> _What you are asked to do_
Print the data again, exactly.

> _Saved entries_
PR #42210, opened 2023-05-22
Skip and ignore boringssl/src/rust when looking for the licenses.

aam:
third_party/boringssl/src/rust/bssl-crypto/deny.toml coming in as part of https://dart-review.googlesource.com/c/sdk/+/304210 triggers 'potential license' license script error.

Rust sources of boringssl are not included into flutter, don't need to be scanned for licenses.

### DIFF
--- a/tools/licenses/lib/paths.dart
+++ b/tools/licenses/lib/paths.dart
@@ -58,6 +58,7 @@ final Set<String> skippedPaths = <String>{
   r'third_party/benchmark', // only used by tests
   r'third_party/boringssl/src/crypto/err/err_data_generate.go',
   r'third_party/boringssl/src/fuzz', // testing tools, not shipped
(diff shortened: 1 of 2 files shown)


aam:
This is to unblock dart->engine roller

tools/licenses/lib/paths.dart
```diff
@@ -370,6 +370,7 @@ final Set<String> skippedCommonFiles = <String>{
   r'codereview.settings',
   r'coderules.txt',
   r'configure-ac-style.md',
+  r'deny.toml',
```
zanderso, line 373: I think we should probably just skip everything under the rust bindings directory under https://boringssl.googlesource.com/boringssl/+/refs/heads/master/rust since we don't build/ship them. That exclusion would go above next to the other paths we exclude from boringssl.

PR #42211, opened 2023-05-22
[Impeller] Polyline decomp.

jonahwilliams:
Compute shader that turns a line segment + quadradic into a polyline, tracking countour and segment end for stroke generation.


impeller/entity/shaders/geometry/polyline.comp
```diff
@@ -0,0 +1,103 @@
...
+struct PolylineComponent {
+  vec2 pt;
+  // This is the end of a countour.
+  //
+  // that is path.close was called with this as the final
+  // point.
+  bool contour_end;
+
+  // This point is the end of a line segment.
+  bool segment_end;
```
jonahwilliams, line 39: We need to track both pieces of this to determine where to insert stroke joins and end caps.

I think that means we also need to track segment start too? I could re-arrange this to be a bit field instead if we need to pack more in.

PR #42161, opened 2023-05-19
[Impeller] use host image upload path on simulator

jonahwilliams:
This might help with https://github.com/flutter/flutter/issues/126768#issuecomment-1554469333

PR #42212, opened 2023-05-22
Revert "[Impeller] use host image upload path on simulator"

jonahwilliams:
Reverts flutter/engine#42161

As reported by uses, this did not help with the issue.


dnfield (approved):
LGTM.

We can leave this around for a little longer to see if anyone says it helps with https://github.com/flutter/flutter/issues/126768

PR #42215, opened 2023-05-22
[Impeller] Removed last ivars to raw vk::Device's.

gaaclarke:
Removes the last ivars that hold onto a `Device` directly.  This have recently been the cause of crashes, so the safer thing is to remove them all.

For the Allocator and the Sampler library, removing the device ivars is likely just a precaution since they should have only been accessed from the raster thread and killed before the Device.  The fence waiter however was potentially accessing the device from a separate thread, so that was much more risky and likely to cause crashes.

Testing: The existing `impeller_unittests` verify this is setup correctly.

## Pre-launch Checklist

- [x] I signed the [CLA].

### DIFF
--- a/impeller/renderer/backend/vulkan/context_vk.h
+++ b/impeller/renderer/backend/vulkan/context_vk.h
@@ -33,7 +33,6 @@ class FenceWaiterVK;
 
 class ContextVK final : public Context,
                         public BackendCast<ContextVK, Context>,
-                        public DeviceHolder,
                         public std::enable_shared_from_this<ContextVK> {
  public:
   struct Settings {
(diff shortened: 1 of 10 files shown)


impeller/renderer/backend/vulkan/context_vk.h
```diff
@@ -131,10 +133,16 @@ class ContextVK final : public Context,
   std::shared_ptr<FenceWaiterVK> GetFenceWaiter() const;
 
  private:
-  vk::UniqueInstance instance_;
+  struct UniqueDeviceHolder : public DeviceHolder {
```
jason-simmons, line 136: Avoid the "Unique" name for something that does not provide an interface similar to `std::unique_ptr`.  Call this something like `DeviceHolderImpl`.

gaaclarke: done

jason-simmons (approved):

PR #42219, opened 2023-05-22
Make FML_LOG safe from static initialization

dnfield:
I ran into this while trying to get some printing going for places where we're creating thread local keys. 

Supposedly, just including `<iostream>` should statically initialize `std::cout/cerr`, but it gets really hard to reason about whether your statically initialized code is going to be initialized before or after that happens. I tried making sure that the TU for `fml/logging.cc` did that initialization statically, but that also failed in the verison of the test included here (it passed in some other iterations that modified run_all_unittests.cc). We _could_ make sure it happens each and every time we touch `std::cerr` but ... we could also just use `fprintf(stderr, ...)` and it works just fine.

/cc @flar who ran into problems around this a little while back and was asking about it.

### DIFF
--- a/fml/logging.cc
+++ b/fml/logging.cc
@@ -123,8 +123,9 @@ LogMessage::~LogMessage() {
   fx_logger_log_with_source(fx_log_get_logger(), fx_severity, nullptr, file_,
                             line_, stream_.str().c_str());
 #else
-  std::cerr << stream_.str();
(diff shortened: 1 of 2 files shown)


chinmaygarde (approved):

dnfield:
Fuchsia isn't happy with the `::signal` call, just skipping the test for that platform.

> _Answer to this task_
PR #42210, opened 2023-05-22
Skip and ignore boringssl/src/rust when looking for the licenses.

aam:
third_party/boringssl/src/rust/bssl-crypto/deny.toml coming in as part of https://dart-review.googlesource.com/c/sdk/+/304210 triggers 'potential license' license script error.

Rust sources of boringssl are not included into flutter, don't need to be scanned for licenses.

### DIFF
--- a/tools/licenses/lib/paths.dart
+++ b/tools/licenses/lib/paths.dart
@@ -58,6 +58,7 @@ final Set<String> skippedPaths = <String>{
   r'third_party/benchmark', // only used by tests
   r'third_party/boringssl/src/crypto/err/err_data_generate.go',
   r'third_party/boringssl/src/fuzz', // testing tools, not shipped
(diff shortened: 1 of 2 files shown)


aam:
This is to unblock dart->engine roller

tools/licenses/lib/paths.dart
```diff
@@ -370,6 +370,7 @@ final Set<String> skippedCommonFiles = <String>{
   r'codereview.settings',
   r'coderules.txt',
   r'configure-ac-style.md',
+  r'deny.toml',
```
zanderso, line 373: I think we should probably just skip everything under the rust bindings directory under https://boringssl.googlesource.com/boringssl/+/refs/heads/master/rust since we don't build/ship them. That exclusion would go above next to the other paths we exclude from boringssl.

PR #42211, opened 2023-05-22
[Impeller] Polyline decomp.

jonahwilliams:
Compute shader that turns a line segment + quadradic into a polyline, tracking countour and segment end for stroke generation.


impeller/entity/shaders/geometry/polyline.comp
```diff
@@ -0,0 +1,103 @@
...
+struct PolylineComponent {
+  vec2 pt;
+  // This is the end of a countour.
+  //
+  // that is path.close was called with this as the final
+  // point.
+  bool contour_end;
+
+  // This point is the end of a line segment.
+  bool segment_end;
```
jonahwilliams, line 39: We need to track both pieces of this to determine where to insert stroke joins and end caps.

I think that means we also need to track segment start too? I could re-arrange this to be a bit field instead if we need to pack more in.

PR #42161, opened 2023-05-19
[Impeller] use host image upload path on simulator

jonahwilliams:
This might help with https://github.com/flutter/flutter/issues/126768#issuecomment-1554469333

PR #42212, opened 2023-05-22
Revert "[Impeller] use host image upload path on simulator"

jonahwilliams:
Reverts flutter/engine#42161

As reported by uses, this did not help with the issue.


dnfield (approved):
LGTM.

We can leave this around for a little longer to see if anyone says it helps with https://github.com/flutter/flutter/issues/126768

PR #42215, opened 2023-05-22
[Impeller] Removed last ivars to raw vk::Device's.

gaaclarke:
Removes the last ivars that hold onto a `Device` directly.  This have recently been the cause of crashes, so the safer thing is to remove them all.

For the Allocator and the Sampler library, removing the device ivars is likely just a precaution since they should have only been accessed from the raster thread and killed before the Device.  The fence waiter however was potentially accessing the device from a separate thread, so that was much more risky and likely to cause crashes.

Testing: The existing `impeller_unittests` verify this is setup correctly.

## Pre-launch Checklist

- [x] I signed the [CLA].

### DIFF
--- a/impeller/renderer/backend/vulkan/context_vk.h
+++ b/impeller/renderer/backend/vulkan/context_vk.h
@@ -33,7 +33,6 @@ class FenceWaiterVK;
 
 class ContextVK final : public Context,
                         public BackendCast<ContextVK, Context>,
-                        public DeviceHolder,
                         public std::enable_shared_from_this<ContextVK> {
  public:
   struct Settings {
(diff shortened: 1 of 10 files shown)


impeller/renderer/backend/vulkan/context_vk.h
```diff
@@ -131,10 +133,16 @@ class ContextVK final : public Context,
   std::shared_ptr<FenceWaiterVK> GetFenceWaiter() const;
 
  private:
-  vk::UniqueInstance instance_;
+  struct UniqueDeviceHolder : public DeviceHolder {
```
jason-simmons, line 136: Avoid the "Unique" name for something that does not provide an interface similar to `std::unique_ptr`.  Call this something like `DeviceHolderImpl`.

gaaclarke: done

jason-simmons (approved):

PR #42219, opened 2023-05-22
Make FML_LOG safe from static initialization

dnfield:
I ran into this while trying to get some printing going for places where we're creating thread local keys. 

Supposedly, just including `<iostream>` should statically initialize `std::cout/cerr`, but it gets really hard to reason about whether your statically initialized code is going to be initialized before or after that happens. I tried making sure that the TU for `fml/logging.cc` did that initialization statically, but that also failed in the verison of the test included here (it passed in some other iterations that modified run_all_unittests.cc). We _could_ make sure it happens each and every time we touch `std::cerr` but ... we could also just use `fprintf(stderr, ...)` and it works just fine.

/cc @flar who ran into problems around this a little while back and was asking about it.

### DIFF
--- a/fml/logging.cc
+++ b/fml/logging.cc
@@ -123,8 +123,9 @@ LogMessage::~LogMessage() {
   fx_logger_log_with_source(fx_log_get_logger(), fx_severity, nullptr, file_,
                             line_, stream_.str().c_str());
 #else
-  std::cerr << stream_.str();
(diff shortened: 1 of 2 files shown)


chinmaygarde (approved):

dnfield:
Fuchsia isn't happy with the `::signal` call, just skipping the test for that platform.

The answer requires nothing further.